You can also interpret this value as the percentage of variance in the dependent variable that is explained by the independent variable(s). In this case, 65.15% of the variation in mpg can be explained by the variable weight. Weight is thus an important explanation for why different cars can go different number of miles per gallon, even if other factors also matter (as is evident by the fact that R-squared is not one).


Regression analysis is not harder than that, in its simplest form. It is about fitting a line to a swarm of dots, and we get informatino about this line: its slope, where it starts, and how well it fits to the dots.

In practical terms, we use this analysis to investigate a relationship between to variables, and to find out whether the relationship is weak or strong. In this example, we saw that there was a negative relationship: cars with a lot of weight have few miles per gallon.

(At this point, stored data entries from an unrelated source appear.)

PR #4873, opened 2024-10-25
tsp-openapi3 - fixes query decorator arg generation

### LINKED ISSUE #4298: tsp-openapi3 - update query parameter transformations to support typespec 0.59 changes

`@typespec/http` v0.59.0 added uri template support. As part of these changes, the `@query({format: })` option was deprecated in favor of setting `#{explode: true}` instead.

We should update the parameter transformation logic to no longer emit the deprecated version of the query decorator.

### Checklist

chrisradek:
Fixes #4298 

Added tests for all the OpenAPI permutations of query params explode/style. This also updates tsp generation to be compatible with the change introduced in `@typespec/http` v0.59.1 where `@query` without params sets `explode: false` (previously it was not set - which assumed `explode: true`.)


packages/openapi3/test/tsp-openapi3/utils/tsp-for-openapi3.ts
```diff
@@ -24,7 +25,17 @@ export interface OpenAPI3Options {
   paths?: Record<string, OpenAPI3PathItem>;
 }
 
-export async function tspForOpenAPI3({ parameters, paths, schemas }: OpenAPI3Options) {
+export async function tspForOpenAPI3(props: OpenAPI3Options) {
```
timotheeguerin, line 28: I also found I needed to change it in the symbol refactor PR

```ts
export async function tspForOpenAPI3WithProgram({ parameters, paths, schemas }: OpenAPI3Options) {
  const openApi3Doc: OpenAPI3Document = {
    info: {
      title: "Test Service",
      version: "1.0.0",
    },
    openapi: "3.0.0",
    paths: { ...paths },
    components: {
      schemas: {
        ...(schemas as any),
      },
      parameters: {
        ...(parameters as any),
      },
    },
  };

  const code = await convertOpenAPI3Document(openApi3Doc);
  const testableCode = wrapCodeInTest(code);
  const host = await createTestHost({
    libraries: [HttpTestLibrary, OpenAPITestLibrary, OpenAPI3TestLibrary],
  });
  host.addTypeSpecFile("main.tsp", testableCode);

  const { TestService } = await host.compile("main.tsp");

  assert(
    TestService?.kind === "Namespace",
    `Expected TestService to be a namespace, instead got ${TestService?.kind}`,
  );
  return [TestService, host.program] as const;
}
export async function tspForOpenAPI3(options: OpenAPI3Options) {
  return (await tspForOpenAPI3WithProgram(options))[0];
}
```

do you think we could have a result that also include the program.

timotheeguerin (approved):

PR #4882, opened 2024-10-28
[compiler] allow ModelKit to be augmented in later kits

iscai-msft:


packages/compiler/src/experimental/typekit/kits/model.ts
```diff
@@ -32,28 +32,33 @@ interface ModelDescriptor {
...
-  };
+  /**
+   * Check if the given `type` is a model..
+   *
+   * @param type The type to check.
+   */
+  is(type: Type): type is Model;
+}
+
+interface TypeKit {
```
timotheeguerin, line 50: This feels inconsitent with all the other type kit.

If we want to change it we should probably change them all(as well as get the doc on how you should name your type kits)

You can reference that model in typescript btw by doing

```
ModelKit["model"] // this type is the type of the model property
```

iscai-msft: I'm updating it to look like the `[ModelProperty](https://github.com/microsoft/typespec/blob/main/packages/compiler/src/experimental/typekit/kits/model-property.ts)` typekit, since I want to extend from the `Model` kit in the client library type kit I'm adding. So I need to expose a flat interface of the operations. Would a better way to keep it like this, since it's consistent with the `ModelProperty` def, or should I `expose ModelKit["model"] as ModelKit` or something like that, so I can get the flat interface out

timotheeguerin: I guess I am not sure, I would just like our typekit to be consistent(which seems like they already are not if ModelProperty does it that way) @joseharriaga what do you think?

iscai-msft: also @bterlson, should the template for `ModelProperty` be the required way to define things, so that they would be automatically extensible in other typekits?

witemple-msft:
@iscai-msft I'm going to close this as stale. I recall us talking about this briefly offline. Extending the built-in typekits should be possible, but I think we need to do more in the implementation of `defineKit` to make it robust. My idea is to deeply "merge" the definitions passed to `defineKit` with the `TypekitPrototype`, throwing an error if `defineKit` tries to place two functions at the same path. Feel free to reopen or DM me if that isn't what you're going for.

Cars with a lot of miles per gallon have less weight.

We can also use regression analysis to control for other variables, ruling out other explanations. For instance, one could imagine that some car manufacturers for some reason make their cars heavier, and that they, for some other reason, also consume more gas per mile. If that is the case, maybe there is no causal effect of weight on mpg, but rather a brand effect (even though this sounds unlikely). By adding control variables we can investigate whether this is the case or not. We can also look at p-values and confidence intervals to find out how generalizible these results are to a wider population. But that is for other posts.